Exercise instructions: Transcribe the entire listing exactly.

=== Section Start ===

PR #1199, opened 2024-02-09
Enable sysex logging to console by dbt command

soymonitus:
Command is:
`./dbt sysex-logging <port_number_index>`

To check the port number indexes execute:
`./dbt sysex-logging -h`

To enable sysex message sending from the deluge you have to enable the flag before compiling:
`./dbt configure -DENABLE_SYSEX_LOGGING=YES`
Then compile as normal:
`./dbt build`
And flash to the deluge the Debug build found in build/Debug/

To make debug log prints in the Deluge that will output to the console here is an example of how to print logs:
`D_PRINTLN("new file Index is %d", newFileIndex);`

### DIFF
--- a/scripts/tasks/task-sysex-logging.py
+++ b/scripts/tasks/task-sysex-logging.py
@@ -1,0 +1,104 @@
+#! /usr/bin/env python3
+import sys
+import time
+import argparse
+import rtmidi
+import sys
+
+
+def argparser():
+    midiout = rtmidi.MidiOut()
+    available_ports = midiout.get_ports()
+    s = "\nusage example: dbt sysex-logging 123"
+    s += "\n\nstart listening to console logs on MIDI port # 123"
+    s += "\n\nAvailable MIDI ports:\n\n"
+    for i, p in enumerate(available_ports):
+        s += "Port # " + str(i) + " : " + str(p) + "\n"
+
+    parser = argparse.ArgumentParser(
+        prog="sysex-logging",
+        formatter_class=argparse.RawDescriptionHelpFormatter,
+        description="Listen to console logs via MIDI",
+        epilog=s,
+        exit_on_error=True,
+    )
+    parser.group = "Development"
+    parser.add_argument(
+        "port_number",
+        help="MIDI port number (example: 123) use 'dbt sysex-logging -h' to list available ports",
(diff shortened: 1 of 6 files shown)


m-m-adams:
Can you add the info to CONTRIBUTING.md as well please?

scripts/tasks/task-sysex-logging.py
```diff
@@ -0,0 +1,104 @@
...
+def sysex_console(port):
+    midiout = rtmidi.MidiOut()
+    midiout.open_port(port)
+
+    with midiout:
+        data = bytearray(6)
+        data[0] = 0xF0  # sysex message
+        data[1] = 0x7D  # deluge (midi_engine.cpp midiSysexReceived)
+        data[2] = 0x03  # debug namespace
+        data[3] = 0x00  # sysex.cpp, sysexReceived
```
m-m-adams, line 63: 0x00 0x01 is the command to enable sysex logging - please clarify that in the comment

src/deluge/io/debug/print.cpp
```diff
@@ -110,7 +110,7 @@ void prependTimeStamp(bool isNewLine) {
 		lutHexString(Debug::readCycleCounter(), buffer);
 		buffer[8] = ' ';
 		buffer[9] = 0;
-		if (midiDebugDevice && SYSEX_LOGGING_ENABLED) {
+		if (midiDebugDevice && ENABLE_SYSEX_LOGGING) {
```
m-m-adams, line 113: this isn't needed, there's no issue always having this in the binary and we've taken advantage of it to troubleshoot issues with users before. Sysex logging enabling is handled by sending the logging enable sysex message

soymonitus: Ok I will remove that flag

soymonitus:
Not sure what I have to add to that file. I haven't seen any mention to the already existing loadfw command so not sure what to put and where in the doc

> Can you add the info to CONTRIBUTING.md as well please?

m-m-adams:
Just a mention that this exists as a way to get log messages while developing. Basically the same as what you put in the first comment, but it more properly belongs in the developer guide in contibuting.md

m-m-adams (approved):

=== Section End ===

Answer to the problem:
PR #1199, opened 2024-02-09
Enable sysex logging to console by dbt command

soymonitus:
Command is:
`./dbt sysex-logging <port_number_index>`

To check the port number indexes execute:
`./dbt sysex-logging -h`

To enable sysex message sending from the deluge you have to enable the flag before compiling:
`./dbt configure -DENABLE_SYSEX_LOGGING=YES`
Then compile as normal:
`./dbt build`
And flash to the deluge the Debug build found in build/Debug/

To make debug log prints in the Deluge that will output to the console here is an example of how to print logs:
`D_PRINTLN("new file Index is %d", newFileIndex);`

### DIFF
--- a/scripts/tasks/task-sysex-logging.py
+++ b/scripts/tasks/task-sysex-logging.py
@@ -1,0 +1,104 @@
+#! /usr/bin/env python3
+import sys
+import time
+import argparse
+import rtmidi
+import sys
+
+
+def argparser():
+    midiout = rtmidi.MidiOut()
+    available_ports = midiout.get_ports()
+    s = "\nusage example: dbt sysex-logging 123"
+    s += "\n\nstart listening to console logs on MIDI port # 123"
+    s += "\n\nAvailable MIDI ports:\n\n"
+    for i, p in enumerate(available_ports):
+        s += "Port # " + str(i) + " : " + str(p) + "\n"
+
+    parser = argparse.ArgumentParser(
+        prog="sysex-logging",
+        formatter_class=argparse.RawDescriptionHelpFormatter,
+        description="Listen to console logs via MIDI",
+        epilog=s,
+        exit_on_error=True,
+    )
+    parser.group = "Development"
+    parser.add_argument(
+        "port_number",
+        help="MIDI port number (example: 123) use 'dbt sysex-logging -h' to list available ports",
(diff shortened: 1 of 6 files shown)


m-m-adams:
Can you add the info to CONTRIBUTING.md as well please?

scripts/tasks/task-sysex-logging.py
```diff
@@ -0,0 +1,104 @@
...
+def sysex_console(port):
+    midiout = rtmidi.MidiOut()
+    midiout.open_port(port)
+
+    with midiout:
+        data = bytearray(6)
+        data[0] = 0xF0  # sysex message
+        data[1] = 0x7D  # deluge (midi_engine.cpp midiSysexReceived)
+        data[2] = 0x03  # debug namespace
+        data[3] = 0x00  # sysex.cpp, sysexReceived
```
m-m-adams, line 63: 0x00 0x01 is the command to enable sysex logging - please clarify that in the comment

src/deluge/io/debug/print.cpp
```diff
@@ -110,7 +110,7 @@ void prependTimeStamp(bool isNewLine) {
 		lutHexString(Debug::readCycleCounter(), buffer);
 		buffer[8] = ' ';
 		buffer[9] = 0;
-		if (midiDebugDevice && SYSEX_LOGGING_ENABLED) {
+		if (midiDebugDevice && ENABLE_SYSEX_LOGGING) {
```
m-m-adams, line 113: this isn't needed, there's no issue always having this in the binary and we've taken advantage of it to troubleshoot issues with users before. Sysex logging enabling is handled by sending the logging enable sysex message

soymonitus: Ok I will remove that flag

soymonitus:
Not sure what I have to add to that file. I haven't seen any mention to the already existing loadfw command so not sure what to put and where in the doc

> Can you add the info to CONTRIBUTING.md as well please?

m-m-adams:
Just a mention that this exists as a way to get log messages while developing. Basically the same as what you put in the first comment, but it more properly belongs in the developer guide in contibuting.md

m-m-adams (approved):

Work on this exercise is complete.